Vitamin E’s primary function is an antioxidant protecting red blood cells, vitamins A and C, and essential fatty acids from destruction. Vitamin E sources include vegetable oil, fruits and vegetables, grains, nuts (almonds and hazelnuts), seeds (sunflower), and fortified cereals.
Vitamin K plays a key role in helping the blood clot, which prevents excessive bleeding. The main dietary sources of the vitamin are from leafy greens. Vitamin K is another vitamin the body has the unique ability to produce on its own. Bacteria synthesize it during digestion in the intestinal system. Because the body produces ample amounts of vitamin K, there’s little need to supplement this vitamin.
Who Should Take Supplements?
Regardless if a vitamin is water- or fat-soluble, the human body only needs small amounts. When you eat a balanced diet there’s rarely a need to supplement at all. But certain medical conditions, malabsorption disease, poor intake, pregnancy, and lack of sunlight may make it necessary to supplement with additional vitamins and minerals.

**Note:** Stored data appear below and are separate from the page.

PR #2267, opened 2024-06-18
Implement simple uart-based updater for the bootrom

grg-haas:
In Keystone (https://github.com/keystone-enclave/keystone), we'd like to be able to run automated CI tests for all of our platforms to make sure that code changes don't break things, as much as possible. One difficulty is that many boards don't support updating firmware remotely. For CVA6 specifically, the firmware update process involves removing the microSD card, flashing a new image, and inserting it again. This does not work well for our remote tests.

This PR implements a simple UART-based updater in the bootrom. By hitting a key during boot, a user can then transfer an image of a specific size directly to memory and boot it. We plan to transfer a uboot image with TFTP capabilities, allowing us to then quickly flash the much bigger OS image as well.

### DIFF
--- a/corev_apu/fpga/src/bootrom/src/main.c
+++ b/corev_apu/fpga/src/bootrom/src/main.c
@@ -7,12 +7,71 @@
 #include "sd.h"
 #include "gpt.h"
 
+// 1 second at 50MHz
+#define SECOND_CYCLES   (50 * 1000 * 1000)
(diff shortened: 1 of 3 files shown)


JeanRochCoulon:
@Gchauvon  This feature seems interesting to reload 32 or 64bits Linux image on SDCard and boot it. Can you review the PR ?

Gchauvon (approved):
LGTM

Issue #2274, opened 2024-06-19
[BUG] : MSTATUS.mpp


AyoubJalali:
### Is there an existing CVA6 bug for this?

- [X] I have searched the existing bug issues

### Bug Description

Hello,
This is a RTL issue related to mstatus's field mpp, according to the [CV32A65X Spec](https://docs.openhwgroup.org/projects/cva6-user-manual/04_cv32a65x/riscv/priv.html#_machine_status_mstatus_and_mstatush_registers), mpp flied is a WARL that can hold only the value 3'h11 (PRIV_LVL_M), after debugging the RTL Code coverage I have a coverage condition that should not be covered in our configuration : 
![image](https://github.com/openhwgroup/cva6/assets/110232072/327884a6-ffd7-427c-9ab9-b11e8383e1d7)
that means that the mpp hold the value 3'h10 (PRIV_LVL_HS), that's a bug in the cv32a65x, also the hole code ![image](https://github.com/openhwgroup/cva6/assets/110232072/5ee8c153-b034-40e0-9161-89d60703b34a) seems weird, how can test if mpp == PRIV_LVL_HS if we don't support Hypervisor mode.

this code was added by the PR #2035

Moschn:
Hmm, I am responsible for this behavior. The MPP field is supposed to hold the previous privilege mode before a trap. So to me it felt clear that without the RVH extension, the core cannot support the H privilege mode. After double checking, the H privilege mode is specified as reserved in the risc-v spec. 

Maybe I misunderstood something but it seems as if MPP should not accept PRIV_LEVEL_HS if the hypervisor mode is not enabled, which is the current behavior in the RTL.

Moschn:
Oh I understand the issue now. There are a few parts to this:

- The current RTL is partially wrong. The intended behavior is that if the MPP field is written with HS mode, then this is an illegal write and the value in the field should remain on a legal value (WARL). The current behavior just sets the MPP value to U-mode, which is incorrect as there are some configurations where this mode does not exist. Therefore, `mstatus_d.mpp` should not be set to user mode, but rather to the previous MPP value `mstatus_q.mpp`. 
- However, this line should be able to be tested by writing HS mode to MPP and then reading it back. The read-back value should not be HS (if the HS mode is not enabled). Essentially, just testing the WARL behavior of the MPP field.

JeanRochCoulon:
This issue should be fixed now thanks to @Moschn PR. @AyoubJalali, are you satisfied ?

[...]

PR #2285, opened 2024-06-21
Fix mstatus.mpp in relation to the possible legal values

JeanRochCoulon:
The possible legal value depend on the cva6 config: RVU, RVH, RVS.
When writing an illegal value, the previous mstatus.mpp value is kept


Moschn:
I like your change better than mine. I will close my PR.

PS: I think some of these checks are done at different places already, but its good to have them all in one place.

JeanRochCoulon:
Thanks @Moschn for your review. I will wait for the CI result to merge.

JeanRochCoulon:
Fixing #2274

PR #2309, opened 2024-07-02
add UVM interrupt agent

AyoubJalali:
This MR related to Interrupt verification : 
- UVM interrupt agent in uvme/
- Connect it into the CVA6 env & testbench
- Add some directed and generated tests into CI


AyoubJalali:
@xiaoweish could you review our interrupt agent, this is more compatible to CVA6, I saw that you're connecting the existent agent , AFAK I read this agent and it doesn't fit our verification goals, so what I'm requesting is to review our agent, and we can discuss more in CVA6 meeting

PR #2310, opened 2024-07-02
condition csr_regfile.sv

Asmaa-Kassimi:
This MR is intended to increase the code coverage.

Signed-off-by: Asmaa-Kassimi <asmaa.kassimi@external.thalesgroup.com>


core/csr_regfile.sv
```diff
@@ -2361,7 +2371,7 @@ module csr_regfile
 `ifdef PITON_ARIANE
   assign icache_en_o = icache_q[0];
 `else
-  assign icache_en_o = icache_q[0] & (~debug_mode_q);
+  assign icache_en_o = icache_q[0] & (!CVA6Cfg.DebugEn && ~debug_mode_q);
```
Gchauvon, line 2374: Why `!CVA6Cfg.DebugEn` ? If `DebugEn` is enable, icache will always be disable. We only want to disable icache when we enter debug mode which only exist if `DebugEn` is enable

```suggestion
  assign icache_en_o = icache_q[0] & (CVA6Cfg.DebugEn && ~debug_mode_q);
```

Gchauvon (changes requested):

core/csr_regfile.sv
Asmaa-Kassimi: Got it! Thanks for your remark!

PR #2314, opened 2024-07-03
feat: update cva6_hpdcache_icache_if_adapter (support continuous virtual address requests)

takeshiho0531:
- If a physical address does not arrive in the cycle following the arrival of a virtual address, an abort signal is asserted to the HPD cache.
- **I will update this PR after confirming that PR #2288  works correctly.**

### DIFF
--- a/core/cache_subsystem/cva6_hpdcache_icache_if_adapter.sv
+++ b/core/cache_subsystem/cva6_hpdcache_icache_if_adapter.sv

In addition to people with these and other medical conditions, these groups of people could benefit from dietary supplements:
- Vegetarians may want to consider taking additional B12
- Mothers who are breast-feeding should consider supplementing with additional vitamin D after the first few months
- Women who are considering becoming pregnant can benefit by taking folate and other pre-natal vitamins
- Elderly people who do not eat enough or don’t eat well-balanced diets could benefit from multi-vitamins
- Anyone who doesn’t go outside in the sun should consider a vitamin D supplement
In all cases and conditions, it’s best to check with a registered dietitian or your doctor regarding supplementing vitamins in your daily diet. Supplements can interact with medications you may be taking and cause them to be inactive or hyperactive. Vitamins can be an expensive investment and may not do much at all.
Our bodies are complex and the best way to get your essential vitamins is to eat whole, real foods that are high in nutrients and low in calories. If you’re healthy and eat a well-balanced diet, chances are good you don’t need to take additional vitamins.